### ACTION ITEM
The response must consist of the lines below from the one with "This PR improves the audio playback on iOS." through the one with "from other apps.", exactly as they appear and with both ends kept.

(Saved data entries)
Issue #1834, opened 2025-07-30
iOS: Prevent app restart XCSoar was running in background


WolfgangDrescher:
XCSoar versions having the problem
-------------------------------------------------

Unreleased XCSoar 7.44

XCSoar versions not having the problem
-------------------------------------------------

unknown

System information
------------------

iPhone with iOS 18.5

Steps to reproduce the behavior
-------------------------------

1. Open XCSoar and interact with the map
2. Go back to the iPhone home screen (XCSoar is running in the background now)
3. Wait until the iPhone locks the screen (set it to 30s for testing) and maybe wait another minute or so
4. Reopen XCSoar

Expected behavior
-----------------

XCSoar should continue running where you left it.

Actual behavior
---------------

XCSoar crashes, and you have to restart from the fly/sim screen.

Do you have any idea what may have caused this?
-----------------------------------------------

See https://github.com/XCSoar/XCSoar/issues/1693#issuecomment-3066702973

Do you have an idea how to solve the issue?
-------------------------------------------

<details>
  <summary>Click to see my suggestions in `EventLoop::Dispatch`</summary>

```cpp
void
EventLoop::Dispatch(const Event &_event)
{
  const SDL_Event &event = _event.event;

  switch (event.type) {
  case SDL_APP_WILLENTERBACKGROUND:
    LogFormat("[DEBUG] SDL_APP_WILLENTERBACKGROUND");
    glFlush();
    glFinish();
    // appIsInBackground = true;
    break;

  case SDL_APP_DIDENTERFOREGROUND:
    // appIsInBackground = false;
    LogFormat("[DEBUG] SDL_APP_DIDENTERFOREGROUND");
    break;

  case EVENT_CALLBACK: {
    Callback callback = (Callback)event.user.data1;
    callback(event.user.data2);
  } break;

  default:
    if (top_window != nullptr) {
      if (top_window->OnEvent(event) && _event.IsUserInput()) ResetUserIdle();
    }
    break;
  }
}
```

Unfortunately, that had no effect. The `SDL_APP_WILLENTERBACKGROUND` and `SDL_APP_DIDENTERFOREGROUND` events are being properly detected and logged.

</details>

yorickreum:
When the app crashes, do we see anything in the console? Like a context loss / failed to make context error?
Can't find anything in the XCSoar log on my device. Might try checking that with the simulator or my phone attached to my Mac...

WolfgangDrescher:
<details>
[...]

PR #1835, opened 2025-08-01
iOS: ui/canvas/sdl/TopCanvas.cpp: Adds check if iOS app is in foreground

yorickreum:
This pull request implements the `TopCanvas::IsReady()` method for iOS. Fixes https://github.com/XCSoar/XCSoar/issues/1834.

Previously, `TopCanvas::IsReady()` always returned `true` on iOS, unlike Android which properly checks EGL surface availability. This caused the app to attempt rendering operations even when backgrounded, leading to crashes and wasting resources.

## Summary by CodeRabbit

* **Bug Fixes**
  * Improved app stability on iOS by ensuring drawing only occurs when the app is active and in the foreground, reducing the risk of crashes when the app is inactive or in the background.


yorickreum:
@coderabbitai review

yorickreum:
Thanks for testing. This is quite tedious to debug.

The version with the full PR also crashed on me again.

Without https://github.com/XCSoar/XCSoar/commit/ffc2869c2ff7040ac58ed7f29f9dd273aad90a9c and with the Location Setting on _Allow always_ it didn't crash on my so far today. Not sure if that really makes a difference. Will keep observing it for a while.

PR #1839, opened 2025-08-11
Fix for custom DPI value not being applied.

kicune:
Check on custom DPI value added to the condition for main window re-initialization.

## Summary by CodeRabbit

* **Bug Fixes**
  * Fonts now refresh immediately when a custom DPI value is applied, ensuring consistent sizing.
  * UI reinitializes font rendering on DPI changes, complementing existing scaling options.
  * Improves readability and visual consistency on high-DPI displays by updating both general and title fonts after changing custom DPI settings.

### DIFF
--- a/src/MainWindow.cpp
+++ b/src/MainWindow.cpp
@@ -219,7 +219,7 @@ MainWindow::InitialiseConfigured()
 {
   const UISettings &ui_settings = CommonInterface::GetUISettings();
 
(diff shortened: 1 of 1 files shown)


lordfolken:
@kicune makes sense, also as we are initializing custom dpi in Initialize(). Could you please change your commit message: 
MainWindow: force Initialise when custom dpi is set or changed

lordfolken (approved):
Thanks!

PR #1850, opened 2025-08-23
iOS: Improve audio support

WolfgangDrescher:
This PR improves the audio playback on iOS.

```objc++
[session setCategory:AVAudioSessionCategoryPlayback
         withOptions:AVAudioSessionCategoryOptionMixWithOthers
               error:&error];
```

The `AVAudioSessionCategoryPlayback` category allows sounds to play even when the iPhone is muted. The `AVAudioSessionCategoryOptionMixWithOthers` option enables mixing the audio with playback from other apps.

Instead of using `SoundUtil::RawToWav`, we could alternatively modify `resource.mk` so that, for iOS, not the "raw" files are copied as resources (currently done with `$(Q)sox -V1 $< --bits 16 --rate 44100 --channels 1 $@`). Instead, the original WAV files would be copied directly.

## Summary by CodeRabbit

* **New Features**
  * Added Apple platform audio playback for in-app sounds, using the system audio session with support for mixing with other audio.
  * Integrated Apple-specific startup/shutdown handling to initialize and clean up audio services.

* **Chores**
  * Updated macOS build configuration to include required Apple frameworks and sources.
  * Added a new contributor to the credits.


WolfgangDrescher:
@yorickreum Have you had time to take a closer look at this PR yet? Also there is still the question of whether `SoundUtil::RawToWav` makes sense at all, or whether it would be better to add the WAV (not raw) files for iOS directly as data in `resource.mk`.

WolfgangDrescher:
Currently, the build fails with this change (`'AVAudioSession' is unavailable: not available on macOS`). However, the macOS build doesn’t work for me anyway, since the cursor isn’t visible. Is this build intended to be used with keyboard shortcuts only? But I didn’t test it either…

Should I wrap it in `#if TARGET_OS_IPHONE` for now?

yorickreum:
> > However, the macOS build doesn’t work for me anyway, since the cursor isn’t visible.
> 
> Never mind, when I build in Xcode (for macOS), I do see the cursor in XCSoar, but the app seems quite broken, especially the graphics. However, the build from the Mac App Store doesn't work at all.

The version in the app store is actually the iOS app running via Catalyst ... not functional, pretty useless atm.
Ideally we should fix the native macOS app at some point to an extent where we can actually publish it on the AppStore.
Currently it's set to use software rendering instead of OpenGL, that's why the graphics look so broken ... I guess that would be the first thing to address here. But tbh this is quite far down on my priority list currently, as I don't think many people will use the app directly on macOS. Might be useful for us to debug and develop without the iOS simualtor being involved, though, maybe...

> I added some `TARGET_OS_IPHONE` conditions, and now the macOS build works again and sounds are played using `PCMResourcePlayer` (I tested it and it works). The newly added conditions are a bit verbose, but I prepared them with the idea that we might switch from `PCMResourcePlayer` to `Apple/SoundUtil` in the future, and I didn't want to keep `SoundUtil` iOS-only. Any thoughts on this?

Naive question: What is the new implementation via `AVFoundation` doing better than the `PCMResourcePlayer` then?

For now we can definitely keep the new `SoundUtil` iOS-only imo. We just should add a comment then at the beginning of the file. (That's something I often miss in the XCSoar codebase -- just some comments that explain why a file/function is there and what its scope is...).

I put some more inspiration here: https://github.com/WolfgangDrescher/XCSoar/pull/3

WolfgangDrescher:
@lordfolken, do you have any change requests for this PR? As far as I'm concerned, it's ready to merge.

lordfolken (approved):
Well probably will have to find a way out of tje ifdef hell at some point. Lgtm

PR #1270, opened 2025-02-13
Fix overflow on node block stale measure & store duration blocks override values when test-mode is enabled

pschork:
If `NODE_ENABLE_TEST_MODE=true` the node will evaluate `NODE_OVERRIDE_BLOCK_STALE_MEASURE` and `NODE_OVERRIDE_STORE_DURATION_BLOCKS` which default to -1 (disabled) and get stored in Config as `int64`. 

Before evaluating if the overrides should be applied, the override values were cast to `uint32` to match return type of `tx.GetBlockStaleMeasure`. This resulted in the default value -1 (disabled) being cast to `18446744073709551615`.

This change updates the flag type to `Uint64Flag` with default value of 0

~~This change also adds the override values to the grpc `NodeInfo` response if overrides are enabled. This will allow us to observe if any nodes are explicitly load shedding / withholding data via overrides.~~

This bug explains why, after overriding my preprod node's `NODE_OVERRIDE_STORE_DURATION_BLOCKS=10`, my disk consumption did not plateau - since the `NODE_OVERRIDE_BLOCK_STALE_MEASURE` was not set and was defaulting to `18446744073709551615` blocks.

image

## Checks

- Testing Strategy
   - [ ] Unit tests
   - [ ] Integration tests


cody-littley (dismissed):

api/proto/validator/node_v2.proto
```diff
@@ -107,4 +107,8 @@ message GetNodeInfoReply {
   uint32 num_cpu = 4;
   // The amount of memory on the node in bytes.
   uint64 mem_bytes = 5;
+  // The store duration blocks value if overridden.
```
jianoaix, line 110: I don't think it's a good idea to add test flags to a production API

pschork: @jianoaix Can you elaborate on your concern? These flags are already displayed in `node --help`, they are not secret. The grpc reply will only include these values if the values are actively overridden. My motivation to add this was for us to be able to observe if an operator is overriding the protocol's settings. Why is that not a good idea?

jianoaix: Such test flag should never be used in prod, it's very odd to surface such flags from a public production API.

pschork: I agree with you, but my conclusion is different. From my perspective we have no idea if any operator *is* doing this in prod but they could be. Exposing this via NodeInfo allows us to observe it. I don't think that exposing this in NodeInfo advertises this any more than current `node --help` exposes this.

pschork: Gonna drop the overrides from the proto. After getting some additional feedback, I think the more robust approach here would be to completely remove test mode + associated flags from "release" builds.

jianoaix: Users can run any code they want, even if you remove these flags it won't prevent it, release builds or not.
This API isn't for monitor whether they have used test flags or not. The point is also not about whether it advertises the test flags more than cmd line -- it's just bad to randomly dump test stuff to prod api.

pschork: Overflow bugs are bad. Violating the storage protocol is bad. Exposing operators who violate the storage protocol via an observability API isn't bad, nor random, it's just knowledge. We've chosen to be blind to this knowledge because extending an observability API with this information would pollute the pristine landscape of the prod API with test stuff. And besides, people can run any code they want, so it's turtles all the way down.

ian-shim (approved):

PR #1272, opened 2025-02-13
Handle edge case with negative request size

cody-littley:

Handle an edge case with relay rate limiting where the requester sends a request with a negative size.


litt3 (approved):

relay/limiter/chunk_rate_limiter.go
```diff
@@ -149,15 +149,15 @@ func (l *ChunkRateLimiter) FinishGetChunkOperation(requesterID string) {
...
+func (l *ChunkRateLimiter) RequestGetChunkBandwidth(now time.Time, requesterID string, bytes uint32) error {
 	if l == nil {
 		// If the rate limiter is nil, do not enforce rate limits.
 		return nil
 	}
 
 	// no lock needed here, as the bandwidth limiters themselves are thread-safe
 
-	allowed := l.globalBandwidthLimiter.AllowN(now, bytes)
+	allowed := l.globalBandwidthLimiter.AllowN(now, int(bytes))
```
anupsv, line 160: interesting, is there a case where the bandwidth limiter behaves different with negative values ?

cody-littley: The underlying utility I'm using is a `rate.Limter` from `golang.org/x/time`. Passing it negative values will refill the rate limit, so in theory somebody doing this could artificially increase what the rate limiter is willing to permit.

ian-shim (approved):

PR #1275, opened 2025-02-14
Disable auto IP discovery if not all ports are configured

ian-shim:
If it auto registers the socket with missing ports, it can render the node unreachable. 

## Checks

- Testing Strategy
   - [ ] Unit tests
   - [ ] Integration tests

### DIFF
--- a/node/node.go
+++ b/node/node.go
@@ -349,12 +349,33 @@ func (n *Node) Start(ctx context.Context) error {
 
 	n.CurrentSocket = socket
 	// Start the Node IP updater only if the PUBLIC_IP_PROVIDER is greater than 0.
-	if n.Config.PubIPCheckInterval > 0 {
+	if n.Config.PubIPCheckInterval > 0 && n.allPortsConfigured() {
 		go n.checkRegisteredNodeIpOnChain(ctx)
 		go n.checkCurrentNodeIp(ctx)
 	}
 
 	return nil
+}
+
+// allPortsConfigured checks if all the ports are configured in the config.
+func (n *Node) allPortsConfigured() bool {
+	if err := core.ValidatePort(n.Config.DispersalPort); err != nil {
+		return false
+	}
+
+	if err := core.ValidatePort(n.Config.V2DispersalPort); err != nil {
+		return false
+	}
+
+	if err := core.ValidatePort(n.Config.RetrievalPort); err != nil {
+		return false
+	}
+
+	if err := core.ValidatePort(n.Config.V2RetrievalPort); err != nil {
+		return false
+	}
+
+	return true
 }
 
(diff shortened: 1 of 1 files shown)


pschork (approved):

node/node.go
```diff
@@ -349,14 +349,35 @@ func (n *Node) Start(ctx context.Context) error {
 
 	n.CurrentSocket = socket
 	// Start the Node IP updater only if the PUBLIC_IP_PROVIDER is greater than 0.
-	if n.Config.PubIPCheckInterval > 0 {
+	if n.Config.PubIPCheckInterval > 0 && n.allPortsConfigured() {
```
jianoaix, line 352: It seems unnecessary, configs is validated already https://github.com/Layr-Labs/eigenda/blob/master/node/config.go#L250-L274

ian-shim: This makes sure the feature is disabled if its only running v1 and missing v2 ports for example

jianoaix: Then the condition is `if v2Enabled {...}` ?

ian-shim: That would cover most of the cases and is probably fine. Checking the ports is the closest condition we can check here imo, for example, this allows the feature if node is only running v1 but does have the v2 ports configured.

jianoaix: why v1 should disable this feature again?

pschork: Its possible to run the node in `v1-only` mode without defining v2 ports.

The other concern is chance of split brain problem when running 2 nodes in isolation mode on 2 separate hosts (potentially in different subnets/AZs) the `.env` port configs could diverge and/or the egress IP could be different - then both nodes start flip flopping with different socket updates.

So the idea is to only enable IP discovery updates when the node is in v1-and-v2 runtime mode

pschork: > Then the condition is `if v2Enabled {...}` ?

`if n.Config.v1Enabled && n.Config.v2Enabled {...}`

jianoaix: > Its possible to run the node in `v1-only` mode without defining v2 ports.
This sounds different than "node is only running v1 but does have the v2 ports"

> 
> The other concern is chance of split brain problem when running 2 nodes in isolation mode on 2 separate hosts (potentially in different subnets/AZs) the `.env` port configs could diverge and/or the egress IP could be different - then both nodes start flip flopping with different socket updates.
> 
> So the idea is to only enable IP discovery updates when the node is in v1-and-v2 runtime mode

Even it's running v1 and v2 together, they can still run two machines that both have v1 and v2 running, v1-and-v2 mode doesn't seem safe as well

jianoaix (approved):

pschork (approved):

### EXERCISE SOLUTION
This PR improves the audio playback on iOS.

```objc++
[session setCategory:AVAudioSessionCategoryPlayback
         withOptions:AVAudioSessionCategoryOptionMixWithOthers
               error:&error];
```

The `AVAudioSessionCategoryPlayback` category allows sounds to play even when the iPhone is muted. The `AVAudioSessionCategoryOptionMixWithOthers` option enables mixing the audio with playback from other apps.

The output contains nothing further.